While the film adaptation doesn’t quite delve into the psyche of the boy the way the novel did, nor into the mind of the old man he discovers was once a Nazi and blackmails into telling him of all the atrocities he committed, I feel it definitely captures the overall tone of the traumatic tale. It also sticks close to the major details of the book until the quite different ending.
However, while watching the film, I was getting the same kind of icky vibes I got the first time I watched Clownhouse…the feeling that young boys were being presented on screen in almost sexual ways. And dammit, just as that film turned out to be directed by the pedophile who also directed Jeepers Creepers, this one is directed by Bryan Singer, who has also been accused of molesting underage boys, including some from the locker room shower scene of this movie. Blech.
With that knowledge, this film reads just like Jeepers Creepers…almost as if the director’s “villain” is echoing his improper attraction to young men. The teen boy in this story begins spending all his time at the home of the lonely old man (played by Ian McKellen). They form a bizarre bond. The boy brings out dormant desires in the old man (killing people) and the old man in turn awakens the same desires in the boy. It’s just all so…blech.

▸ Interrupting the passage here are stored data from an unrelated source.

PR #2943, opened 2026-07-02
messaging: Add HTTPS webhook delivery for digests

elie222:
Scheduled digests can currently be delivered to email, Slack, Teams, or Telegram. This adds one webhook channel per email account so users can receive digest JSON at an HTTPS endpoint without configuring a chat app or bot.

Supersedes #2901 (which replaced #2898). Updated against current main, preserving the original contribution and resolving the delivery-settings and transactional-email test conflicts.

- Configure, reconnect, or remove the endpoint on Channels, and enable digests with Plus plan access.
- POST `{ type: "digest", date, ruleNames, itemsByRule }`. Items include sender, subject, and digest content; receivers must handle this custom payload.
- Require HTTPS at save time and send time, with or without a secret. Reject URL credentials; validate DNS and pin the outgoing connection. Honor the existing operator-controlled `WEBHOOK_ALLOW_PRIVATE_IPS` opt-in for trusted self-hosted networks.
- Encrypt the optional secret at rest and send it as `X-Webhook-Secret`. API responses expose only a presence flag. Blank edits preserve it, and an explicit control removes it. Whitespace-only secrets are never sent.
- Keep webhook delivery scoped to digests, excluding unsupported meeting-brief and other delivery settings.

Delivery retains existing multi-channel semantics: the overall digest succeeds if any destination succeeds. A failed webhook is logged, but is not independently retried after another destination succeeds. This is also stated in the Channels UI.

Validation:
- 58 focused unit tests passed: configuration, plan gating, account scoping, URL policy, sender, digest partial failures, API secret exclusion, and connection validity.
- Emulated Channels browser suite passed (authentication setup plus two product scenarios); inspected the configured-secret and reconnect screenshots.
- All Prisma migrations applied successfully to a disposable local PostgreSQL database.
- Biome and diff whitespace checks passed. Full build/type validation is delegated to CI.

The existing CLA status still needs to be cleared before merge. No merge is performed by this update.


elie222:
Maybe we'll add this in the future

PR #3062, opened 2026-07-27
Say what the confidence settings actually do, and record two dead ends

elie222:
No behaviour change. Copy fixes plus two comments recording experiments that failed, placed where someone would otherwise repeat them.


elie222:
Closing — this is almost entirely comments, and internal learnings belong in the private evals repo rather than here.

The two user-facing copy strings for the draft confidence settings are the only part that is a real product change; I will raise those separately if wanted, rather than smuggle them in behind a wall of commentary.

Noted for anything that follows: a change to how drafts are generated needs `DRAFT_PIPELINE_VERSION` in `apps/web/utils/ai/reply/draft-attribution.ts` bumped, so production telemetry stays segmentable by pipeline.

PR #3173, opened 2026-08-07
docs: Remove stale internal documentation

elie222:
Removes internal feature documentation that duplicated implementation behavior and had drifted from the code.

- Deletes obsolete architecture and feature notes.
- Updates contributor guidance to treat code and tests as the source of truth for behavior.
- Keeps operational and test documentation unchanged.

Validation: git diff --check.


elie222:
Regarding https://github.com/elie222/inbox-zero/pull/3173#pullrequestreview-4879279195: the E2E README findings describe existing base-branch content. Both files are byte-for-byte unchanged in the final PR diff; they appear as additions only in the follow-up commit that restored them after the scope was narrowed. Keeping those operational runbooks unchanged and out of this feature-document cleanup.

PR #3333, opened 2026-08-18
fix(docker): add NEXT_PUBLIC_EXTERNAL_API_ENABLED build placeholder

MGBuilds9:
## Problem

Self-hosters who set `NEXT_PUBLIC_EXTERNAL_API_ENABLED=true` get a working `/api/v1` server-side, but the **API Keys section never appears in Settings** — only the Webhook section shows.

Root cause: `docker/scripts/replace-next-public-placeholders.sh` can only substitute `NEXT_PUBLIC_*` values that were baked into the build output as `*_PLACEHOLDER` strings via the ARG/ENV pairs in `Dockerfile.prod`. `NEXT_PUBLIC_EXTERNAL_API_ENABLED` is missing from that list, so the client bundle keeps the build-time default (`false`) regardless of the runtime env. Since the server routes work, the missing UI reads as user error.

## Fix

Add the ARG/ENV placeholder pair, mirroring the adjacent `NEXT_PUBLIC_WEBHOOK_ACTION_ENABLED` entry. The placeholder matches the substitution script's regex (`NEXT_PUBLIC_[A-Z0-9_]+_PLACEHOLDER`), and `booleanString` coerces the substituted runtime value exactly as it does for the other flags (empty → default false).

Verified against a live self-hosted deployment: current image has no `NEXT_PUBLIC_EXTERNAL_API_ENABLED_PLACEHOLDER` occurrences in `.next/static`, so substitution has nothing to rewrite.

Note: a few other self-host-relevant flags (e.g. `NEXT_PUBLIC_BOOKING_LINKS_ENABLED`, `NEXT_PUBLIC_CONTACTS_ENABLED`, `NEXT_PUBLIC_FOLLOW_UP_REMINDERS_ENABLED`) are also absent from the placeholder list; happy to extend this PR if you want them included.

<a href="https://cubic.dev/pr/elie222/inbox-zero/pull/3333?utm_source=github" target="_blank" rel="noopener noreferrer" data-no-image-dialog="true"><picture><source media="(prefers-color-scheme: dark)" srcset="https://www.cubic.dev/buttons/review-in-cubic-dark.svg"><source media="(prefers-color-scheme: light)" srcset="https://www.cubic.dev/buttons/review-in-cubic-light.svg">Review in cubic</picture></a>


MGBuilds9:
Adding verification evidence, since this change is easy to eyeball but hard to trust without seeing the mechanism proven.

### Confirmation from a live self-hosted deployment

The two flags side by side in a running `web` container built from the current image, after `replace-next-public-placeholders.sh` has run at startup:

```
NEXT_PUBLIC_WEBHOOK_ACTION_ENABLED:""                                        <- has a placeholder pair, substituted
NEXT_PUBLIC_EXTERNAL_API_ENABLED:E.default.env.NEXT_PUBLIC_EXTERNAL_API_ENABLED   <- no pair, never inlined
```

The second one is never a string literal, so the startup script has nothing to rewrite and `booleanString` falls through to `.default(false)` permanently. `grep -ro "NEXT_PUBLIC_EXTERNAL_API_ENABLED_PLACEHOLDER" apps/web/.next/static` returns nothing in the shipped image, confirming it.

The server half is unaffected, which is what makes this confusing to diagnose: `/api/v1/openapi` returns 200 and `/api/v1/rules` correctly returns `401 Missing API key` while the Settings UI shows only the Webhook section. It reads like operator error rather than a packaging gap.

### Test matrix

I reproduced the exact `experimental__runtimeEnv` pattern in a minimal Next 15.5 app: one flag with an ARG/ENV placeholder pair, one without. Build output matched the production image exactly (literal string vs. un-inlined `process.env` reference).

I then ran the unmodified upstream `replace-next-public-placeholders.sh` + `replace-placeholder.sh` against that real build output inside `node:24-alpine`, the same base as the runner stage:

| runtime env | resulting bundle value | feature |
|---|---|---|
| `=true` | `"true"` | on |
| `=false` | `"false"` | off |
| unset | `""` | off (default preserved, no regression) |

Also verified: no placeholder tokens left behind, no `sed` backup artifacts, every emitted chunk still parses with `node --check`, and re-running the script (container restart) is idempotent. Values containing `|`, `&` and backslashes are escaped correctly by the existing `ESCAPED_VALUE` logic.

### Two things I checked that could have made this unsafe, and did not

**Build-time truthiness.** Inside the builder stage the flag holds the literal placeholder string, which `booleanString` evaluates to `true`. If a statically prerendered route gated on this flag, "enabled" markup could be frozen into the HTML. Checked `prerender-manifest.json` on the built image: 16 static routes (`/`, `/login/*`, `/home`, …) and none of them are settings or API-key routes, which are dynamic behind auth. No exposure. This is also inherent to the existing 11 pairs, not something this PR introduces.

**Placeholder collisions.** No other `NEXT_PUBLIC_*` name is a substring of `NEXT_PUBLIC_EXTERNAL_API_ENABLED`, and the greedy `[A-Z0-9_]+_PLACEHOLDER` match plus `sort -u` handles the set safely.

`docker build --check` on the patched Dockerfile reports no new findings; the only warnings are the pre-existing `SecretsUsedInArgOrEnv` ones on the dummy build-only secrets around lines 79-80.

### Scope

I kept this to the one flag that is actually broken in the wild. For context, `apps/web/env.ts` declares 60 `NEXT_PUBLIC_*` variables and `Dockerfile.prod` now carries 12 placeholder pairs, so 48 remain runtime-inert in Docker deploys. Most are Stripe/PostHog/analytics keys where nobody expects Docker runtime config, but a few look like genuine self-host feature gates with the same symptom, for example `NEXT_PUBLIC_BOOKING_LINKS_ENABLED`, `NEXT_PUBLIC_CONTACTS_ENABLED` and `NEXT_PUBLIC_FOLLOW_UP_REMINDERS_ENABLED` (verified absent).

Happy to extend this PR to cover those, or to add a build-time assertion that every client-side flag in `env.ts` has a matching placeholder so this cannot silently regress. Just say which you would prefer, or leave it as the single-flag fix if you would rather keep the diff minimal.

The one thing I have not done is a full `docker build` of the production image end to end. My change is structurally identical to the 11 adjacent pairs and BuildKit lints clean, but I wanted to be explicit about what was and was not exercised.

And yet that disgust perfectly encapsulates the entire point of the story, which makes it work so well even though the characters’ mental states aren’t dissected as much as they are in the book.
And just like the Creeper only focused on young men as victims, highlighting a male/male preying situation, this film taps into the same issue. Not only is there the main boy and old man bonding, but the old man brings home a bum who offers to give him sex for food and drink and maybe some money, the young man can’t perform when he is about to get a blowjob from a girl, and in the end he blackmails his counselor, played by David Schwimmer, using a pedophilia accusation as leverage.
The story behind the scenes definitely makes this even more icky than the already heinous concept of a young man wanting to hear all the fucked up details about how Nazis treated their victims.
Dreamcatcher is such a messy novel (in more ways than one), and the movie seems to try to clean it up a bit, but it turns out to be a mess of its own. However, it’s an all-male cast, including the likes of Thomas Jane, Jason Lee, and Timothy Olyphant, so it earns a spot on the sausage fest scares page.
This is the story infamous for featuring “shit weasels”, at least in the book. The movie doesn’t refer to them that way and drastically limits the amount of time they are the focus . In fact, there is only one major shit weasel scene, and it gets the horror ball rolling in a different direction.
The focus is on a group of guy friends that go to a cabin in the woods. They propose a toast to a mentally challenged friend they’ve known for years, which leads to several very Stephen King flashbacks about how they saved him from bullies and scored psychic powers in return.
Pretty soon, one of the guys comes upon a very sick man in the snow and brings him back to the cabin. Out plops the shit weasel. Cool, icky weasel, that’s for sure.
So little time is spent on the guys in the cabin before the military is introduced. Blah. Ruined. Morgan Freeman is a crazy military leader that wants to contain what he knows is an alien invasion.
In the meantime, the men fight more weasels, a big alien is unleashed that possesses one of the guys (presented in a very confusing fashion), and eventually there’s a mission to stop the alien from dumping a dog hosting a weasel into a water reserve to ruin life as we know it, which leads to a cool final boss battle. It’s also a reminder that Stephen King’s work has never shied away from doing awful things to animals—including dogs and a cat in these three films.